◆ **WHAT YOU SHOULD DO**
Retype the data below in full, keeping every character as it is.

◆ **DATA SECTION**
>>

Issue #2848, opened 2023-09-16
Altar of sacrifice: expierence text on artifact selection is off


wb180:
**To Reproduce**
1. Go to Altar of Sacrifice
2. Select an artifact
3. Look for experience text

**Expected behavior**
Text in it's intended place

**Actual behavior**
Text is off on the left

**Screenshots**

<<

◆ **WRITTEN RESPONSE**
Issue #2848, opened 2023-09-16
Altar of sacrifice: expierence text on artifact selection is off


wb180:
**To Reproduce**
1. Go to Altar of Sacrifice
2. Select an artifact
3. Look for experience text

**Expected behavior**
Text in it's intended place

**Actual behavior**
Text is off on the left

**Screenshots**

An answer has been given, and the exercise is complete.